**ABOUT THIS TASK**:
Among the entries below, one stretch runs from the line that contains "PR #322, opened 2020-10-20" through the line that contains "The original design". Repeat that stretch exactly, ends included, and only that.

**RECORDS PROVIDED**:

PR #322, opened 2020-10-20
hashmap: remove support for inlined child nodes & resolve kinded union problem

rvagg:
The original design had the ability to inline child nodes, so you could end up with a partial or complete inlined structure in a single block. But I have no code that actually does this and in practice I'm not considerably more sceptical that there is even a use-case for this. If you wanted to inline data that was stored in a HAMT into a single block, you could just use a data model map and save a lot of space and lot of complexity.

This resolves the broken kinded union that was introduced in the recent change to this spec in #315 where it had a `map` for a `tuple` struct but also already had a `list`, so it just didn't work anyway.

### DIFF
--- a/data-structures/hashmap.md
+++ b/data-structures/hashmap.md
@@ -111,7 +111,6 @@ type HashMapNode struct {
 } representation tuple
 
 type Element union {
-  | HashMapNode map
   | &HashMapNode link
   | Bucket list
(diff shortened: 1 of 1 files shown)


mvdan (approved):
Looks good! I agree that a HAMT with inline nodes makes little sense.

...

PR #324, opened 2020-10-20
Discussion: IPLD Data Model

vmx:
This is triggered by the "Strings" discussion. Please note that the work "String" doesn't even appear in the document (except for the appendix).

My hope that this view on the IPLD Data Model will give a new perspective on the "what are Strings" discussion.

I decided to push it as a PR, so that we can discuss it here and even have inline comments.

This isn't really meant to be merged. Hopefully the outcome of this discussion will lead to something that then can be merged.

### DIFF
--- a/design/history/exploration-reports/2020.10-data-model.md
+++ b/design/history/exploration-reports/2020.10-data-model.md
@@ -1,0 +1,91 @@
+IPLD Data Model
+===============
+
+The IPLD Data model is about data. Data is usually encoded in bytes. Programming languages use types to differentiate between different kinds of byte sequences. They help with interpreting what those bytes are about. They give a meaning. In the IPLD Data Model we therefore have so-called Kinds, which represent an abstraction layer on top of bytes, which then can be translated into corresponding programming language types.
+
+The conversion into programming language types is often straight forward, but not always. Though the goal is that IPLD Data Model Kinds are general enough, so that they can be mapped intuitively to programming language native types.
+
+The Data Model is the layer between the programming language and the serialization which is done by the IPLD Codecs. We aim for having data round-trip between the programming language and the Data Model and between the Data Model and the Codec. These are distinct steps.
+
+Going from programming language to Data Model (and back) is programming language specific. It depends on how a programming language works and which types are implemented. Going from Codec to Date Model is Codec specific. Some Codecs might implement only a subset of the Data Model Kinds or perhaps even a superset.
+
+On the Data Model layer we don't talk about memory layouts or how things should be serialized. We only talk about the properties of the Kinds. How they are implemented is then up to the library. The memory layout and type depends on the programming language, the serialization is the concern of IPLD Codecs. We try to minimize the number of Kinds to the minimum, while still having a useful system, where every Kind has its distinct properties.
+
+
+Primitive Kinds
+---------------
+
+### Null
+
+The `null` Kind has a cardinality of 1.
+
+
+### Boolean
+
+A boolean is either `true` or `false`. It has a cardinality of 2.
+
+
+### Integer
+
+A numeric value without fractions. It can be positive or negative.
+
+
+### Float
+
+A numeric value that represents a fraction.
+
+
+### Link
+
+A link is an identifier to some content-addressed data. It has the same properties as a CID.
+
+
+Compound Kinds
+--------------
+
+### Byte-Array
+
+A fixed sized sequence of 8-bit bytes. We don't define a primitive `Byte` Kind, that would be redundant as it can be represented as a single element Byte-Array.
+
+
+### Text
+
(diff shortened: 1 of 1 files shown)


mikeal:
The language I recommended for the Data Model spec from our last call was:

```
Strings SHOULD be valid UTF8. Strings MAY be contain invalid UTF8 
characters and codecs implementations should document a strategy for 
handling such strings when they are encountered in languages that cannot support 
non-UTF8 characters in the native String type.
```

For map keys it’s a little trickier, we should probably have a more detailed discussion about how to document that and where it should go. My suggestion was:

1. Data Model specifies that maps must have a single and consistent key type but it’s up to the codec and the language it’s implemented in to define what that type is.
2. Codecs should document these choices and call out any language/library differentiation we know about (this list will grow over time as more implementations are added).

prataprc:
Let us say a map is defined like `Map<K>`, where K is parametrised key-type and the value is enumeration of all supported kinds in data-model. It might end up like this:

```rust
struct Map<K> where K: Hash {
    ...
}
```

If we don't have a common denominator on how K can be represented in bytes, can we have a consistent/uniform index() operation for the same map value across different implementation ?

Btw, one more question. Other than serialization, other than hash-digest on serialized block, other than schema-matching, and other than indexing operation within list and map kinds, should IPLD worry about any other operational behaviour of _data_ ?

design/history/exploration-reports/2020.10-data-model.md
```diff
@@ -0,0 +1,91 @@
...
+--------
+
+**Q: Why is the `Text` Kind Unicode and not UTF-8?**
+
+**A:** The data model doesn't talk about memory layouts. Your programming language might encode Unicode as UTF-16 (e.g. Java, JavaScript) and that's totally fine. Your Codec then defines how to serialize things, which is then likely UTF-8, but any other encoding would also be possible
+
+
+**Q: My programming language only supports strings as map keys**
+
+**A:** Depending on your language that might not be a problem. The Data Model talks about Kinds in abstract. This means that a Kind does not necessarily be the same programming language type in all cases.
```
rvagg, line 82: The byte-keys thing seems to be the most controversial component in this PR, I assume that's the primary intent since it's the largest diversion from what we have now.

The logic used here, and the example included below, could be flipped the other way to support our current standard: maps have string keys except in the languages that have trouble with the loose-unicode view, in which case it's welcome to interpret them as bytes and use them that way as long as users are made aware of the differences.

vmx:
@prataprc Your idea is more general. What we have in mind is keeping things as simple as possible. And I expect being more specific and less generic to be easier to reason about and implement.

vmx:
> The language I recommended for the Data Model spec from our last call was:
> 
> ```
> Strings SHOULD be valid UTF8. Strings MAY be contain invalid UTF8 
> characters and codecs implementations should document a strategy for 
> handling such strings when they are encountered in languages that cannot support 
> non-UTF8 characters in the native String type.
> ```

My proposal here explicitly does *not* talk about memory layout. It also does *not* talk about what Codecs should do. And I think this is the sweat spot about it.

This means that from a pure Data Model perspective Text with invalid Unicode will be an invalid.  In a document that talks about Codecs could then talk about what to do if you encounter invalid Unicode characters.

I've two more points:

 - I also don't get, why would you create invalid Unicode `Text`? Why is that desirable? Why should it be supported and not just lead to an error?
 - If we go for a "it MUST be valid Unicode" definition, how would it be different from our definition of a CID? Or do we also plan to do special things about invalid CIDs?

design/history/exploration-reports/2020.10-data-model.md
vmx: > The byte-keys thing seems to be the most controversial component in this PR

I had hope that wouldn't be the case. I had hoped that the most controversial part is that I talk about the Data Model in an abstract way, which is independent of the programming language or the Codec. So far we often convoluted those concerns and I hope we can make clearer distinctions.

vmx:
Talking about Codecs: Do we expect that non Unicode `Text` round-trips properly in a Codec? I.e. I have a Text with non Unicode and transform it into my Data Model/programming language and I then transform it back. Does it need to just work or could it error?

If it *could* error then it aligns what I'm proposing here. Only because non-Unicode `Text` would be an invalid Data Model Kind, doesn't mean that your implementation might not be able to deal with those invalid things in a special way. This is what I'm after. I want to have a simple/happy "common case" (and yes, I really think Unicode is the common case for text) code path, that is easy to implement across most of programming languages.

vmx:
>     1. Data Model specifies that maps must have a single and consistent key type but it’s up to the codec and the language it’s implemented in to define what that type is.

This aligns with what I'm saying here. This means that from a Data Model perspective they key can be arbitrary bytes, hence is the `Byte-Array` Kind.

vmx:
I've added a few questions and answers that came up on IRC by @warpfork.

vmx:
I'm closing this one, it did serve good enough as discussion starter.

==

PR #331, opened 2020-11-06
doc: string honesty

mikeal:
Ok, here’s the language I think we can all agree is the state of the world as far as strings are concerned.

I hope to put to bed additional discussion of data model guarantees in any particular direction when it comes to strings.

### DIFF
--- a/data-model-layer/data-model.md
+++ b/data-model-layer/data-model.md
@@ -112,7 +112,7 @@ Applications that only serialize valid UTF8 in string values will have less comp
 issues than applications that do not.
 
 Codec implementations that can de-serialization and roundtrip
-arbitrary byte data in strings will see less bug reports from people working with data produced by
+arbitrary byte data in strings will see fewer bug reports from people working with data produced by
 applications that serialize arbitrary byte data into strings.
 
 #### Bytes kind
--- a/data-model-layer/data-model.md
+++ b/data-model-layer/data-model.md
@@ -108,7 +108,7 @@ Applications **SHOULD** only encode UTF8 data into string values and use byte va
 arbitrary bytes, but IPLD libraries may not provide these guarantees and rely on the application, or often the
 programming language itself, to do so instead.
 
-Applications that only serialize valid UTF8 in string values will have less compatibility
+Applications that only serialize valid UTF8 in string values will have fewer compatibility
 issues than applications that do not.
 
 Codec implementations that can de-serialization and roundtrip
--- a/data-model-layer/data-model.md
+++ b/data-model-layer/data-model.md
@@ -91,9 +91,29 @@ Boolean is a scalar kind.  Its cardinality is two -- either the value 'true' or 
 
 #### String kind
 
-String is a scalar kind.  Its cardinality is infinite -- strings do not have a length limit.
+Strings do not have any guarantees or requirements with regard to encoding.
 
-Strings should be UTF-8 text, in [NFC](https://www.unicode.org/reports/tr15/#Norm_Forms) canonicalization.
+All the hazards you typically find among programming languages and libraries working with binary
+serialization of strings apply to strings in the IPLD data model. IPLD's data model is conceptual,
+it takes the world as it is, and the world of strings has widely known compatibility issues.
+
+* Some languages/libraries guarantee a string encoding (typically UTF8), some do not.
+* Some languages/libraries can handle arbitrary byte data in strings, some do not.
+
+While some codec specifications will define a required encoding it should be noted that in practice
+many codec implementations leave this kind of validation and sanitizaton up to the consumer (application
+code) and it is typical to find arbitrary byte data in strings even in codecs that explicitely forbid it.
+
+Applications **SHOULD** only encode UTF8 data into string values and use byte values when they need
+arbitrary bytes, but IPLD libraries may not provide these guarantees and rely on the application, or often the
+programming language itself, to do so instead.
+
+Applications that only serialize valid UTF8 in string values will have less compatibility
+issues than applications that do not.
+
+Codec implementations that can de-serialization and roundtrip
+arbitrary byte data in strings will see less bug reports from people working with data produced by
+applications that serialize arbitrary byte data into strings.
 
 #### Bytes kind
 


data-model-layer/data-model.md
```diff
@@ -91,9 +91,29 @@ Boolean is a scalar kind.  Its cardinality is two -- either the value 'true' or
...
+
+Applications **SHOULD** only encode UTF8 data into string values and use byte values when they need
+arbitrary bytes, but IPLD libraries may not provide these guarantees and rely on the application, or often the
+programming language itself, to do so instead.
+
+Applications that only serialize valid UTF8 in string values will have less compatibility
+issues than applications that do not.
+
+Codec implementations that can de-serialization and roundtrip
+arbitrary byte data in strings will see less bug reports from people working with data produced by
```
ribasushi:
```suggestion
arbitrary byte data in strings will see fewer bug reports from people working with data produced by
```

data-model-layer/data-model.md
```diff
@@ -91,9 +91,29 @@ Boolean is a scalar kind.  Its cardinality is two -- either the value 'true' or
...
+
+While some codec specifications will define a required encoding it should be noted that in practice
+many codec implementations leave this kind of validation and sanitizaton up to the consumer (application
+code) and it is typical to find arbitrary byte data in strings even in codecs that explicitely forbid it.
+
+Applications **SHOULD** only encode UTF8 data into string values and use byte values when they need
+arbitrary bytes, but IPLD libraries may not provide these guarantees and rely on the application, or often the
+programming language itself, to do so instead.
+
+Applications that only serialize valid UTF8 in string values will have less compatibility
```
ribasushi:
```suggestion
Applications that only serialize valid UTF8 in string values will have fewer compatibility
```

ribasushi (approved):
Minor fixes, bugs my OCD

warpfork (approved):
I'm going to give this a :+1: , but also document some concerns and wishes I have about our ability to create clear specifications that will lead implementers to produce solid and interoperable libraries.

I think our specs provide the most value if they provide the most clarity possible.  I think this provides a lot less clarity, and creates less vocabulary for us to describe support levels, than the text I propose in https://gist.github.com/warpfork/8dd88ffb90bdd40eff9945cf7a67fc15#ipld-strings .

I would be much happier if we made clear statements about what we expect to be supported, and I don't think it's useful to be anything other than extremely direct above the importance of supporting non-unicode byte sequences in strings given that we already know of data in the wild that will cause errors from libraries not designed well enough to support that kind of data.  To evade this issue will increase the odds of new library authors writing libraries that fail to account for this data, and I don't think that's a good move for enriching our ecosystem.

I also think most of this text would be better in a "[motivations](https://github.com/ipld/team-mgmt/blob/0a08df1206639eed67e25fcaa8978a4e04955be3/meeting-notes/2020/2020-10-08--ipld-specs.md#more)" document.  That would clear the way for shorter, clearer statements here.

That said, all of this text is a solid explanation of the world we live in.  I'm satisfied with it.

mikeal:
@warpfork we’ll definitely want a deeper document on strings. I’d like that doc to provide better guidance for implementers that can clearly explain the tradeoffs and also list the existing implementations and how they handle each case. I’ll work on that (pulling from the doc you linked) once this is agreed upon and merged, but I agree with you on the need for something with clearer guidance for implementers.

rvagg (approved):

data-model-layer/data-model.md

**FINISHED EXERCISE**:
PR #322, opened 2020-10-20
hashmap: remove support for inlined child nodes & resolve kinded union problem

rvagg:
The original design had the ability to inline child nodes, so you could end up with a partial or complete inlined structure in a single block. But I have no code that actually does this and in practice I'm not considerably more sceptical that there is even a use-case for this. If you wanted to inline data that was stored in a HAMT into a single block, you could just use a data model map and save a lot of space and lot of complexity.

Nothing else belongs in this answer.